# Consulta - Luz de emergencia



## Grippo (Dic 5, 2009)

Deseo armar este circuito que se muestra en el foro, pero tengo problemas para conseguir el SCR C106Y y me gustaría saber si hay algún reemplazo o cómo cambiar los componentes para armar la luz de emergencia...

Este sencillo circuito nos provee de una luz de emergencia operada por batería, que se enciende automáticamente cuando ocurre una falla o corte en el suministro del servicio regular de energía CA. Cuando la energía de la red publica es restablecida, la lámpara se apaga y la batería se carga automáticamente.

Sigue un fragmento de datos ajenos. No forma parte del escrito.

PR #300, opened 2024-09-26
feat: Content repository resource

zackverham:
@tdstein looking for feedback here on the semantics / feel of this implementation. 

If I have a test script `scratch.py`: 

```
from posit.connect.client import Client

c = Client("http://localhost:3939", "<redacted>")

valid_content_guid="89c71a26-9dee-4b5a-b3af-cf135ef6079a"
# get content item
content_item = c.content.get(valid_content_guid)
# get the content item's repo
repo = content_item.repository()
print(repo)
# update something about the repo
repo.update(branch="this-is-an-updated-branch")
print(repo)
# delete the repo
repo.delete()
# error currently
print(content_item.repository())
```

here's what the result looks like:
```
(posit-sdk-py) ➜  posit-sdk-py git:(zack-192-git-repo-settings) ✗ python scratch.py
{'repository': 'https://github.com/dbkegley/rsc-sample-content', 'branch': 'main', 'directory': 'local/python-shiny', 'polling': True}
{'repository': 'https://github.com/dbkegley/rsc-sample-content', 'branch': 'this-is-an-updated-branch', 'directory': 'local/python-shiny', 'polling': True}
Traceback (most recent call last):
  File "/Users/zverham/Development/posit-dev/posit-sdk-py/scratch.py", line 16, in <module>
    print(content_item.repository())
          ^^^^^^^^^^^^^^^^^^^^^^^^^
  File "/Users/zverham/Development/posit-dev/posit-sdk-py/src/posit/connect/content.py", line 160, in repository
    response = self.params.session.get(url)
               ^^^^^^^^^^^^^^^^^^^^^^^^^^^^
  File "/Users/zverham/Development/posit-dev/posit-sdk-py/.venv/lib/python3.12/site-packages/requests/sessions.py", line 602, in get
    return self.request("GET", url, **kwargs)
           ^^^^^^^^^^^^^^^^^^^^^^^^^^^^^^^^^^
  File "/Users/zverham/Development/posit-dev/posit-sdk-py/.venv/lib/python3.12/site-packages/requests/sessions.py", line 589, in request
    resp = self.send(prep, **send_kwargs)
           ^^^^^^^^^^^^^^^^^^^^^^^^^^^^^^
  File "/Users/zverham/Development/posit-dev/posit-sdk-py/.venv/lib/python3.12/site-packages/requests/sessions.py", line 710, in send
    r = dispatch_hook("response", hooks, r, **kwargs)
        ^^^^^^^^^^^^^^^^^^^^^^^^^^^^^^^^^^^^^^^^^^^^^
  File "/Users/zverham/Development/posit-dev/posit-sdk-py/.venv/lib/python3.12/site-packages/requests/hooks.py", line 30, in dispatch_hook
    _hook_data = hook(hook_data, **kwargs)
                 ^^^^^^^^^^^^^^^^^^^^^^^^^
  File "/Users/zverham/Development/posit-dev/posit-sdk-py/src/posit/connect/hooks.py", line 18, in handle_errors
    raise ClientError(error_code, message, http_status, http_status_message, payload)
posit.connect.errors.ClientError: {"error_code": 4, "error_message": "The requested object does not exist.", "http_status": 404, "http_message": "Not Found", "payload": null}
```

Current things I'm not sure about: 

- The use of `repository()` as a function to get the repo information. Because we don't have a guid associated with the git info, the pattern `content.repository.get()` can't overload the base `get` function correctly, so I'm not sure the best way to express a singleton `get` operation that will never be parameterized. 

- If no repository exists, how do we want to represent that? The API itself returns an API error - I don't know how we want to represent this situation in the SDK.


tdstein:
Nice!

I've been encountering this problem as well. Since the Repository is one-to-one with the Content, the interface is different, and the existing Resource/Resources base classes do not work well with this concept.

Strictly thinking about the public interface, I agree that using `repository()` is weird. Instead, I would prefer to call `print(content.repository)` and see the response body of the GET repository endpoint. If the Repository doesn't exist, I would like to see that somehow.

Things get tricky when you introduce the concept of creating a Repository. I think `content.repository.create(...)` feels natural. It turns out you can solve this problem using classmethods. Here's an example:

```py

repositories = []


class Repository(dict):
    @classmethod
    def create(cls, **attributes):
        # simulated POST endpoint
        repository = Repository(**attributes)
        repositories.append(repository)
        return repository


class Content(dict):
    @property
    def repository(self):
        # simulated GET endpoint
        return next(iter(repositories), Repository)


if __name__ == "__main__":
    content = Content()
    # Nothing here...
    print(content.repository)

    # Let's create one!
    repository = content.repository.create(url="git+https://github.com/posit-dev/posit-sdk-py")
    print(repository)

    # There it is!
    print(content.repository)
```

There are still some oddities here. For example, the first call to `content.repository` prints `<class '__main__.Repository'>`. Ideally, we make this a little more intuitive.

zackverham:
New and improved ergonomics: 

```
from posit.connect.client import Client

c = Client("http://localhost:3939", "<redacted>")

valid_content_guid="9086fef1-a600-4eb0-afbd-51791df32efa"
invalid_content_guid = "9dfa33ee-62ea-4a69-8b1a-51735c70dba9"

# get content item
content_item = c.content.get(valid_content_guid)
repo = content_item.repository
if repo:
    repo.update(branch="this-is-an-updated-branch")
    print(repo)

    repo.delete()
    print(content_item.repository)
else:
    print("oops, repo does not exist")
```

src/posit/connect/_api.py
```diff
@@ -0,0 +1,261 @@
...
+class ApiContextProtocol(Protocol):
+    _ctx: Context
+    _path: str
+
+
+# TODO-future?; Add type hints for the ReadOnlyDict class
+# ArgsT = TypeVar("ArgsT", bound="ResponseAttrs")
+
+
+class ReadOnlyDict(
```
tdstein, line 33: For what it's worth, I think this is fairly similar to the original functionality implemented and then removed in this commit: https://github.com/posit-dev/posit-sdk-py/commit/50e78ac5b8d608c34144553db9727203045a04bb

Locking the __setitem__ post initialization is interesting. Did you explore using `frozendict`? https://pypi.org/project/frozendict/

It's worth considering if __setitem__ should make a PATCH request to have the server reflect the local object state. Based on our current conversations, I am leaning towards no. Instead, a call to `update` should be used. 

Hm... If we modified `Resource` to inherit from `frozendict` instead of `dict`, then a lot of the `update` behavior is simplified.

I pulled on the thread a little bit... Here is a modification to `Resource` to use `frozendict`. It may be odd to look at, but I think it's worth exploring further.

```py
class Resource(frozendict):
    params: ResourceParameters

    def __new__(cls: Type["Resource"], params: ResourceParameters, *args, **kwargs):
        instance = super(Resource, cls).__new__(cls, *args, **kwargs)
        instance.params = params
        return instance

    def __init__(self, params: ResourceParameters, *args, **kwargs):
        # Skip setting attributes in __init__ to maintain immutability
        super().__init__(*args, **kwargs)

    def __getattr__(self, name):
        if name in self:
            warnings.warn(
                f"Accessing the field '{name}' via attribute is deprecated and will be removed in v1.0.0. "
                f"Please use __getitem__ (e.g., {self.__class__.__name__.lower()}['{name}']) for field access instead.",
                DeprecationWarning,
                stacklevel=2,
            )
            return self[name]
        return None
        ```

**Review by tdstein — COMMENTED** [review]
Checking in to see how the Git Repository implementation is going. Looks like you have some exciting things in progress. Feel free to disregard any of my comments if they aren't relevant to where you are headed.

If making Resource immutable or revisiting attributes for fields is worth pursuing, we should split that work out from this pull request to make sure the core Git Repository functionality makes this release.

File: src/posit/connect/_api.py (hunk 1 above)
Comment (schloerke) [reply src/posit/connect/_api.py:33]: I have not looked through `frozendict` before. Neat project!
Nice trick with `__new__`. Clever.

-----------------------------

Couple ideas I was trying to go for in `ApiDictEndpoint` which inherits from `EndpointMixin` and this `ReadOnlyDict`.

1. Do not expose `.params`. It is internal information. (Redistributed to `._ctx` and `._path`)
2. Do not expose any methods through implementation coincidence. Ex: `frozendict` is awesome but exposes methods like `.setdefault(key, default)`, which I do not want to show to users.

Maybe a [`collections.abc.Mapping`](https://docs.python.org/3/library/collections.abc.html#collections.abc.Mapping) would work? It would only exposes `keys`, `items`, `values`, and `get` (plus `__getitem__`, `__iter__`, `__len__`, `__contains__`, `__eq__`, and `__ne__`).

Comment (schloerke) [reply src/posit/connect/_api.py:33]: Using a read only dictionary makes it quite clear!

File: pyproject.toml [hunk 2]
```diff
@@ -70,6 +70,7 @@ extend-select = [
     # Check docstring formatting. Many of these rules are intentionally ignored below.
     "D",
 
+    "ARG",    # ARG; flake8-argparse: https://docs.astral.sh/ruff/rules/#flake8-unused-arguments-arg
```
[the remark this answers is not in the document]
schloerke: Correct. Faster turn around with Ruff

src/posit/connect/content.py
```diff
@@ -140,16 +294,15 @@ def restart(self) -> None:
...
         self,
         *,
         # Required argument
-        name: str,
+        name: Optional[str] = None,
         # Content Metadata
         title: Optional[str] = None,
         description: Optional[str] = None,
-        access_type: Literal["all", "acl", "logged_in"] = "acl",
+        access_type: Optional[Literal["all", "acl", "logged_in"]] = None,
```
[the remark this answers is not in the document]
schloerke: Same as above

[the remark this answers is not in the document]
schloerke: The difficult part is that the default value represents an actual value. 

When updating, only the values being set should be updated. If there is a default value, then that value should be used unless overwritten.

It was never an issue because the implementation previously did not _actually_ use the default value... It was just an `@override`

src/posit/connect/content.py
```diff
@@ -234,15 +388,36 @@ def update(
...
+            "amd_gpu_limit": amd_gpu_limit,
+            "nvidia_gpu_limit": nvidia_gpu_limit,
+            "run_as": run_as,
+            "run_as_current_user": run_as_current_user,
+            "default_image_name": default_image_name,
+            "default_r_environment_management": default_r_environment_management,
+            "default_py_environment_management": default_py_environment_management,
+            "service_account_name": service_account_name,
+            **attributes,
+        }
```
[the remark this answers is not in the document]
schloerke: Yes!

I believe the `ContentItemRepository` has the proper implementation

src/posit/connect/resources.py
```diff
@@ -26,19 +32,26 @@ class ResourceParameters:
...
         if name in self:
-            warnings.warn(
-                f"Accessing the field '{name}' via attribute is deprecated and will be removed in v1.0.0. "
-                f"Please use __getitem__ (e.g., {self.__class__.__name__.lower()}['{name}']) for field access instead.",
-                DeprecationWarning,
-                stacklevel=2,
-            )
+            # TODO-future; Temp silence during all testing; Turn it into an error.
+            global has_shown_warning_dict
+            if not has_shown_warning_dict:
```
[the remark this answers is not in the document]
schloerke: Correct. It was super annoying when testing. So I print the first and turn the rest off.

We should remove it before merging

src/posit/connect/resources.py
```diff
@@ -201,7 +214,7 @@ def find(self, uid) -> T:
         result = response.json()
         return self._to_instance(result)
 
-    def find_by(self, **conditions: Any) -> Optional[T]:
+    def find_by(self, **conditions: Any) -> T | None:
```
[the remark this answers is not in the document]
schloerke: I believe it'll work for py3.8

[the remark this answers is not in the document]
tdstein: Last time I tried I was seeing a TypeError: https://github.com/posit-dev/posit-sdk-py/pull/315#discussion_r1824674190

Let me know if you find a way around it. I agree that the `T | None` syntax is ideal.

src/posit/connect/content.py
```diff
@@ -53,6 +174,49 @@ def __getitem__(self, key: Any) -> Any:
...
+
+        Returns
+        -------
+        ContentItemRepository
+        """
+        response = ContentItemRepository(
+            self._ctx,
+            content_guid=self["guid"],
+            # Add a placeholder `attr` to avoid a `GET` request.
+            _init=True,  # pyright: ignore[reportCallIssue]
```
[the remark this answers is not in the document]
schloerke: Yes. Agreed. Moved logic into the class

src/posit/connect/resources.py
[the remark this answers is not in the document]
schloerke: By requiring the use of 

```
```

We can use `|` syntax on _not top level_ usage. 

```
Bad = int | str

class Ok:
    def method(self) -> int | str: ...
```

(This check is now made within ruff and will give a good suggested fix 😄 )

schloerke:
Comment: 
> Look into using the `Client` class within `ApiDictEndpoint` to make api calls.

The functionality does not overlap as `Client` wants to return `requests.Response`, where as `ApiCallMixin` wants to call `.json()` on the response. The methods are small enough that the logic can be duplicated without the need to pass around the root object.

src/posit/connect/_api.py
schloerke: Talked through w/ @tdstein in person and am using `Mapping` with minimal method exposure as our way forward.

src/posit/connect/content.py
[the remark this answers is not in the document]
schloerke: When using `._Attrs` unpacking, there are no defaults... skirting the issue.

Closing

src/posit/connect/content.py
```diff
@@ -359,11 +533,12 @@ def create(
         nvidia_gpu_limit: Optional[int] = None,
         # Execution Settings
         run_as: Optional[str] = None,
-        run_as_current_user: Optional[bool] = False,
+        run_as_current_user: Optional[bool] = None,
```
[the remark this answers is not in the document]
schloerke: When using `._Attrs` unpacking, there are no defaults... skirting the issue.

Closing

src/posit/connect/content.py
```diff
@@ -331,16 +506,15 @@ def count(self) -> int:
         """
         return len(self.find())
 
-    @overload
     def create(
         self,
         *,
         # Required argument
-        name: str,
+        name: Optional[str] = None,
```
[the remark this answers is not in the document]
schloerke: `._Attrs` requires name for all the methods using it.

Closing

src/posit/connect/content.py
```diff
@@ -331,16 +506,15 @@ def count(self) -> int:
...
         # Content Metadata
         title: Optional[str] = None,
         description: Optional[str] = None,
-        access_type: Literal["all", "acl", "logged_in"] = "acl",
+        access_type: Optional[Literal["all", "acl", "logged_in"]] = None,
```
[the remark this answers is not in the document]
schloerke: When using `._Attrs` unpacking, there are no defaults... skirting the issue.

Closing

src/posit/connect/content.py
```diff
@@ -169,11 +322,12 @@ def update(
         nvidia_gpu_limit: Optional[int] = None,
         # Execution Settings
         run_as: Optional[str] = None,
-        run_as_current_user: Optional[bool] = False,
+        run_as_current_user: Optional[bool] = None,
```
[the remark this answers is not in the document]
schloerke: When using `._Attrs` unpacking, there are no defaults... skirting the issue.

Closing

src/posit/connect/_api.py
```diff
@@ -0,0 +1,278 @@
...
+
+        Returns
+        -------
+        T
+            The first record matching the conditions, or `None` if no match is found.
+        """
+        results = self.fetch()
+        for item in results:
+            if obj_has_attrs(item, conditions):
+                return item
```
tdstein, line 267: https://github.com/posit-dev/posit-sdk-py/blob/1dacc4dd1e7560af2080d887328e7f1d4dc8b1de/src/posit/connect/resources.py#L220

src/posit/connect/_api.py
```diff
@@ -0,0 +1,278 @@
...
+        uid : str
+            The unique identifier of the record.
+
+        Returns
+        -------
+        :
+            Single instance of T if found, else None
+        """
+        return self.find_by(**{self._uid_key: uid})
+
```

Este circuito es ideal para iluminar todos aquellos lugares que requieran permanentemente de una nivel de iluminación mínimo, para evitar errores, accidentes o pánico colectivo en situaciones de emergencias, lugares como salas de control, ascensores, corredores y escaleras, entre otros.

La operación con base en los rectificadores controlados de silicio (SCR), hace que este circuito esté libre de mantenimiento.

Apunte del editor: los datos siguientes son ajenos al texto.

PR #305, opened 2024-10-08
feat: add create local user support

### LINKED ISSUE #113: Users.create()
This will probably break down into multiple issues given that there are several ways to create users.

### LINKED ISSUE #225: Verify `client.user.content` works when multiple users exist.
Depends on #113 

Add additional integration tests to `integration/tests/posit/connect/test_users.py` that check behavior when multiple users exist.

tdstein:
Adds create user support for local authentication providers (e.g., 'ldap', 'oauth2', 'pam', 'password', 'proxy', or 'saml').

Closes #113
Closes #225

### DIFF
--- a/integration/tests/posit/connect/test_users.py
+++ b/integration/tests/posit/connect/test_users.py
@@ -1,14 +1,55 @@
 from posit import connect
 
 
-class TestAttributeContent:
+class TestUser:
+    @classmethod
+    def setup_class(cls):
+        cls.client = client = connect.Client()
+        cls.aron = client.users.create(
+            username="aron", email="aron@example.com", password="s3cur3p@ssword"
+        )
+        cls.bill = client.users.create(
+            username="bill", email="bill@example.com", password="s3cur3p@ssword"
+        )
+        cls.cole = client.users.create(
+            username="cole", email="cole@example.com", password="s3cur3p@ssword"
+        )
+
+    def test_lock(self):
+        for user in (self.aron, self.bill, self.cole):
+            user.lock()
+            assert len(self.client.users.find(account_status="locked")) == 1
+            user.unlock()
+        assert len(self.client.users.find(account_status="locked")) == 0
+
+    def test_count(self):
+        # aron, bill, cole, and me
+        assert self.client.users.count() == 4
+
+    def test_find(self):
+        assert self.client.users.find(prefix="aron") == [self.aron]
+        assert self.client.users.find(prefix="bill") == [self.bill]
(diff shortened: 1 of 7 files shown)


integration/tests/posit/connect/test_users.py
```diff
@@ -1,29 +1,79 @@
...
+        cls.client = client = connect.Client()
+        cls.aron = client.users.create(
+            username="aron", email="aron@example.com", password="s3cur3p@ssword"
+        )
+        cls.bill = client.users.create(
+            username="bill", email="bill@example.com", password="s3cur3p@ssword"
+        )
+        cls.cole = client.users.create(
+            username="cole", email="cole@example.com", password="s3cur3p@ssword"
+        )
```
toph-allen, line 16: For my own understanding: why are three users being tested? Are they different in some way?

src/posit/connect/users.py
```diff
@@ -117,21 +159,188 @@ class Users(Resources):
...
+
+        Returns
+        -------
+        User
+            The newly created user.
+        """
+        # todo - use the 'context' module to inspect the 'authentication' object and route to POST (local) or PUT (remote).
+        url = self.params.url + "v1/users"
+        response = self.params.session.post(url, json=attributes)
+        return User(self.params, **response.json())
```
toph-allen, line 268: Remind me: what's the purpose of each successive `@overload`? I'm sure it's written out somewhere.

toph-allen: I get that some of the overloads are documentation — it just is non-obvious to me reading this how the two I've highlighted here interact.

toph-allen (approved):
All of my questions are just "for my own understanding" type things.

integration/tests/posit/connect/test_users.py
tdstein: They probably aren't strictly necessary, but I wanted to ensure the filtering worked correctly.

src/posit/connect/users.py
tdstein: "How they interact" may be the wrong way to think about it. The overload definitions "[are for the benefit of the type checker only](https://docs.python.org/3/library/typing.html#typing.overload)." The final overload definition says you can call this method within any keyword arguments (`**attributes`). 

I've chosen this to say that you can call this method with any arguments, and they will be passed as the request body. This covers cases where some versions of Connect accept a request body that is different from those defined in the previous overload method definitions. Ideally, we have correct overload definitions for every version of Connect. But, this works as a catch-all fallback in cases where we are unaware.

Would it be helpful to include this information as part of the docstring?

Con la red CA, el condensador C1, se carga a través del rectificador D2 y de la resistencia R1, para obtener un voltaje negativo en la compuerta (G) de SCR. De esta forma, se mantiene apagado el SCR, se evitan disparos por inducciones parásitas de corriente en la compuerta y se mantiene apagada la lámpara de emergencia. Al mismo tiempo, la batería se mantiene totalmente cargada por medio del rectificador D1 y la resistencia R2 que controla su corriente de carga.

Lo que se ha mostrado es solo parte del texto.